10 ounces Scottish smoked salmon 
5 each crepes (8" diameter) -- See Recipe
6 ounces dill shallot cream cheese -- See Recipe 
For the cream cheese 
1 pound cream cheese -- softened 
1 large shallot -- minced 
2 tablespoons fresh dill -- chopped 
1 tablespoon lemon juice 
salt and white pepper -- to taste


For the crepes
1 cup all-purpose flour 
1 cup milk 
3 each eggs
1/4 cup unsalted butter -- melted 
pinch salt 
pinch nutmeg

&nbsp

&nbsp

Put a sheet of plastic food wrap over an inverted cheese cake pan so that there is appx. 6" of plastic hanging over all around.(This is your working surface to assemble gateau so that when you are done the plastic may be folded up around the finished product to keep it fresh before serving and the inverted cake pan can be your 'cake dish' to serve off of.) 
1 large slice of smoked salmon is appx. 1 ounce. Cut 10 of these slices in half so that you have 20 1/2 ounce slices. 
Now begin to layer gateau: crepe,1 1/2 ounce cream cheese spread over surface, 5 half pieces of salmon layered to cover crepe, next crepe, cream cheese, salmon ect... till you have 4 layers and 1 crepe on top. 4 layers of filling with 1 crepe to top, thats a total of 5 crepes to make the gateau. 
Cut round gateau into 8 sections, serve section with mixed greens and a nice complementary vinaigrette. 
For the dill shallot creme cheese


Fold all ingrediants together.
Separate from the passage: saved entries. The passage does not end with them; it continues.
PR #1065, opened 2022-08-27
[BLE] Add last used child node and pointed to address check for import

deXol:
Check the addresses from the imported DB and find the correct service/login for them in the device's DB.

### DIFF
--- a/src/MPDevice.cpp
+++ b/src/MPDevice.cpp
@@ -6176,6 +6176,11 @@ void MPDevice::startImportFileMerging(const MPDeviceProgressCb &cbProgress, Mess
                 /* We got all the addresses, change virtual addrs for real addrs and finish merging */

Use immediately or refridgerate. 
For the crepes


Make batter and refrigerate for 20 min. before useing. 
In a moderately hot teflon pan pour enough batter to coat bottom of pan with a thin film, it may be necessary to only cook the crepe on one side because of thinness, cook until done(appx.2 min.) 
Let cool, use or wrap tightly and freeze.


----------